Ada records : detect lost bytes, propose optimisation

I'm working on an legacy Ada project with significant RAM constraints.

In order to save memory for additional features, I would like to analyze all records definitions, in order to:

detect holes (i.e. wasted bytes)
propose a record declaration order (or a representation) that minimizes the memory footprint (with some algorithm that should be similar to Knapsack problem)

Please note that I'm not (yet) in the process of saving any lost bits (no pragma pack needed here, nor rep. clause for strictly contiguous records like in this question). Only bytes for now.

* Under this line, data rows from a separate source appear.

PR #3067, opened 2019-03-26
Simplify docker-compose syntax

ivan-c:
* Remove shell-style defaults (see below) from docker-compose files
  * Shell-style defaults allow overrides via `.env` and `portal.env` (env files)
  * Now only overrideable via `portal.env`
* Still necessary for some settings that cannot be set from `portal.env`
  * eg `volumes`, `ports`

Shell-style defaults:
```
${FOO:-default value of FOO if not set}
```


ivan-c:
@pbugni 
>Does this mean variable w/o the shell override syntax, defined in .env will be ignored?
Correct, "shell-style variables" (eg `${FOO}`) are required if you want to change values in `docker-compose.yaml` with environment variables specified in the `.env` file


>Do our docs need any updates?
No, we shouldn't need to. I've never had to override any of those defaults, and I can't easily think of a reason to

Simplified example (real world record are way more complex and may have discriminants, tagged types) :

type My_Record is record
    field1 : Foo; -- enum with 3 values
    field2 : Bar; -- some other record
    field3 : Float; -- 32 bits
    field4 : Flex;-- enum with 12 values
end record;

Its -gnatR2s output would look like (32 bits world):

for My_Record'Alignment use 4;
for My_Record use record
    field1 at 0  use 0.. 7;
    field2 at 4  use 0..47;  -- 3 bytes lost from field 1
    field3 at 12 use 0..31;  -- 2 bytes lost from field 2
    field4 at 16 use 0.. 7;  -- another 3 bytes lost
end record;

What i would like to do (memory usage optimized record):

-- rewrite record, not the preferred way since record writing order may have some human readable context purpose
type My_Record is record
    field2 : Bar;  -- 2 unused bytes
    field1 : Foo;  -- 1 byte left
    field4 : Flex; -- 0 byte left
    field3 : Float; -- 4 bytes used
    -- 0 wasted bytes
end record;

or:

-- preferred way : keep record declaration, but force rep. clause
type My_Record is record
    field1 : Foo;
    field2 : Bar;
    field3 : Float;
    field4 : Flex;
end record;
-- optimization is here
for My_Record'alignment use 4;
for My_Record use record
    field2 at 0  use 0..47;
    field1 at 6  use 0.. 7; -- exploit the Bar unused bytes
    field4 at 7  use 0.. 7; -- exploit the Bar unused bytes
    field3 at 8  use 0..31;
end record;

(apologies for any mistake in the example, I hope you get the point)

How can I do this ?

ASIS (but I have 0% skill, I'm not even sure it can do what I want)
libadalang (how does it obtain rep. clauses without compiling the units ?)
just use -gnatR2s on all compilation units and write a .rep parser in python
there is a hidden compilation option, a pragma or an existing GNAT tool that can be of help (like pragma component_alignment or pragma optimize_alignment, but I can't say if they address the matter, since it affects alignment, but not necessarily alignment + ordering)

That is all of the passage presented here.